* **ENTRIES PROVIDED**:
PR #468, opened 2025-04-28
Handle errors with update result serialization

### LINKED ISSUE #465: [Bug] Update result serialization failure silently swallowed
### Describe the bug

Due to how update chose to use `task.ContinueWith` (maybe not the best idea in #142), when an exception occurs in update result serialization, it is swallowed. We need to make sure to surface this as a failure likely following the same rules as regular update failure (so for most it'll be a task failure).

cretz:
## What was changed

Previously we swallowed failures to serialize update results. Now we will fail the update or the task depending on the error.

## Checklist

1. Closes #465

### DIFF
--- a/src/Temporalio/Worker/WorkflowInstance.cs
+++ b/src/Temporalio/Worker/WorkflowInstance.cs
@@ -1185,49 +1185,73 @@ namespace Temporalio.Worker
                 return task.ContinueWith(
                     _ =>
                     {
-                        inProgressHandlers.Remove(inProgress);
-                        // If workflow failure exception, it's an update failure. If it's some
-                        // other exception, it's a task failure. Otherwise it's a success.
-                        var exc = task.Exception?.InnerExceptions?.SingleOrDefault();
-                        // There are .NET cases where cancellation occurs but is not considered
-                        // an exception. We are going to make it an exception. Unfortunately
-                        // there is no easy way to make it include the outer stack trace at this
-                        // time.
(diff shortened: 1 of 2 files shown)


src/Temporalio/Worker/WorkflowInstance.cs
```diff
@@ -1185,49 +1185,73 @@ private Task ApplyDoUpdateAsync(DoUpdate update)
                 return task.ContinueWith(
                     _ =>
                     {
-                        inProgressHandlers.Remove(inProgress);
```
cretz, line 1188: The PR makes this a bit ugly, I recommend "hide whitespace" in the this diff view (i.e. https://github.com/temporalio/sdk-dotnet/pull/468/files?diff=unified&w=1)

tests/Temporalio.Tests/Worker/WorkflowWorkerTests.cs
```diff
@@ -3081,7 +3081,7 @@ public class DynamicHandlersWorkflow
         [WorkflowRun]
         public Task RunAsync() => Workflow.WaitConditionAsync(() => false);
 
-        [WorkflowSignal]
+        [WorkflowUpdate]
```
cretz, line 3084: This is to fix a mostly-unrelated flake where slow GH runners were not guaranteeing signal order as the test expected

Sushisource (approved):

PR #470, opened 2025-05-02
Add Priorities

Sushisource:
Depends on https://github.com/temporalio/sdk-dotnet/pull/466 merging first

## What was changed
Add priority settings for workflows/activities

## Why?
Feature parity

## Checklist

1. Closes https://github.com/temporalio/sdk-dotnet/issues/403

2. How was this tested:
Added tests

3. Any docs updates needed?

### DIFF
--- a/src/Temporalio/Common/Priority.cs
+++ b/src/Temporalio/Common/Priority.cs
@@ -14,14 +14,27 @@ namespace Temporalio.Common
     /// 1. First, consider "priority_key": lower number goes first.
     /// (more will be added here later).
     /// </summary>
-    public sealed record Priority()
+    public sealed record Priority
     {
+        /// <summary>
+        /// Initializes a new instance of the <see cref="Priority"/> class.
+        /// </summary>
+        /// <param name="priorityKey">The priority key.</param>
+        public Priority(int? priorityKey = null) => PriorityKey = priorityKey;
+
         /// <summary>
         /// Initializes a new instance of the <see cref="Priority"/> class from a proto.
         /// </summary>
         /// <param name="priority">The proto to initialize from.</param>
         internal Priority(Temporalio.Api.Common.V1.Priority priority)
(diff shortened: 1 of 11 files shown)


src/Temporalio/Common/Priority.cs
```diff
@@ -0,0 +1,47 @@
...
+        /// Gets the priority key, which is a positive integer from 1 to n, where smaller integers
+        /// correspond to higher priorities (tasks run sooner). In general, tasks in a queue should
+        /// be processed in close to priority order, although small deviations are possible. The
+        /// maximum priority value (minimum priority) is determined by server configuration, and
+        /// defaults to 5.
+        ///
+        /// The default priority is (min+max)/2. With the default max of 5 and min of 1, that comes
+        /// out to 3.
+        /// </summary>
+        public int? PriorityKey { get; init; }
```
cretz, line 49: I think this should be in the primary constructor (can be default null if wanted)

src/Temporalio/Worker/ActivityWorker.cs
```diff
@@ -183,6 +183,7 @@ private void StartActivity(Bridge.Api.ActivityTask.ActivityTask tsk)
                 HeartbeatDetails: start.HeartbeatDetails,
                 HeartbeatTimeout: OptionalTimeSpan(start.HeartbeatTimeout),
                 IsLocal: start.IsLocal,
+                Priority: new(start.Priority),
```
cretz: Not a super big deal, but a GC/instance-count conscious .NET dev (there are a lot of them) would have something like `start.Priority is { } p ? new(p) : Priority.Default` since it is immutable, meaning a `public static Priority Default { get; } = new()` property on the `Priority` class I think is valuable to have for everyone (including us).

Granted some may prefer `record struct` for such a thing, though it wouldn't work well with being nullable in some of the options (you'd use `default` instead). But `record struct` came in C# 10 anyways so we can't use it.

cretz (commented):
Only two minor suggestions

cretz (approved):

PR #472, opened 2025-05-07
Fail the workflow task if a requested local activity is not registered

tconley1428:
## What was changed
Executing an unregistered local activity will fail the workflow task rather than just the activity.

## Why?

* **WHAT THE EXERCISE ASKS**: Copy down each line in the entries that has the word "approved".

* **RESPONSE**:
Sushisource (approved):
cretz (approved):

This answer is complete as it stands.